* **AIM OF THE EXERCISE**
From the data below, return the exact lines starting at the line containing "Anyway I'm not" and ending at the line containing "jmartisk: +1, I also find this hard to read", both included, and nothing else.

* **RECORDS PROVIDED**
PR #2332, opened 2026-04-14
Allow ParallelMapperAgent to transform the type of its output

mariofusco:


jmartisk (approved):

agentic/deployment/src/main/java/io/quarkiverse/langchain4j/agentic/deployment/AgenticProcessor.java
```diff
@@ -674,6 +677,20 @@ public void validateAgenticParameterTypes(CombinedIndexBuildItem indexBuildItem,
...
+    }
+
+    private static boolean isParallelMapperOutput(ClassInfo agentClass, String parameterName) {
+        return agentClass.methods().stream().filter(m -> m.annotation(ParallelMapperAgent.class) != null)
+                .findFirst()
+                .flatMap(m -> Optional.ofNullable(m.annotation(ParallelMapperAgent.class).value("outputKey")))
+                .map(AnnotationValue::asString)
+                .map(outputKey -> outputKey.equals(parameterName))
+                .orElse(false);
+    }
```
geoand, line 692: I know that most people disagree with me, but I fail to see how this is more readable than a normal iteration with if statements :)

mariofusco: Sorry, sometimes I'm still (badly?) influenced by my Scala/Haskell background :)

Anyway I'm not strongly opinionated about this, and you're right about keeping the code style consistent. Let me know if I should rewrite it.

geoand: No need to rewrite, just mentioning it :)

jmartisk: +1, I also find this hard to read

--

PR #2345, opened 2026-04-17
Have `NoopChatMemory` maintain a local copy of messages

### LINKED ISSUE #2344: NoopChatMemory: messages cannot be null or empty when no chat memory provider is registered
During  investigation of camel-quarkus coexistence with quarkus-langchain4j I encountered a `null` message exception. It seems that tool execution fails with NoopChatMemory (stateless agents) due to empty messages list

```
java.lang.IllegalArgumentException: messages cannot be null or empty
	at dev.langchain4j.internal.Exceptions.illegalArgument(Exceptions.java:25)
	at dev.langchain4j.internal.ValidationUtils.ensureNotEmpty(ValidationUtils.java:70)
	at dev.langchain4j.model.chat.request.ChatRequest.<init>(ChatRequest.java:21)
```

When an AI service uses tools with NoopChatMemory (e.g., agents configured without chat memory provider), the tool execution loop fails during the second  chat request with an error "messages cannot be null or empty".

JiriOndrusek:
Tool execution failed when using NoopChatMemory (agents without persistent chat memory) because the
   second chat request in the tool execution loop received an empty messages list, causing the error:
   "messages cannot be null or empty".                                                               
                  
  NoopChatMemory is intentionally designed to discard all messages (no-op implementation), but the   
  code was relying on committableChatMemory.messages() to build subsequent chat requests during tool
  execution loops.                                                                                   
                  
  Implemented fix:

* **WRITTEN SOLUTION**
Anyway I'm not strongly opinionated about this, and you're right about keeping the code style consistent. Let me know if I should rewrite it.

geoand: No need to rewrite, just mentioning it :)

jmartisk: +1, I also find this hard to read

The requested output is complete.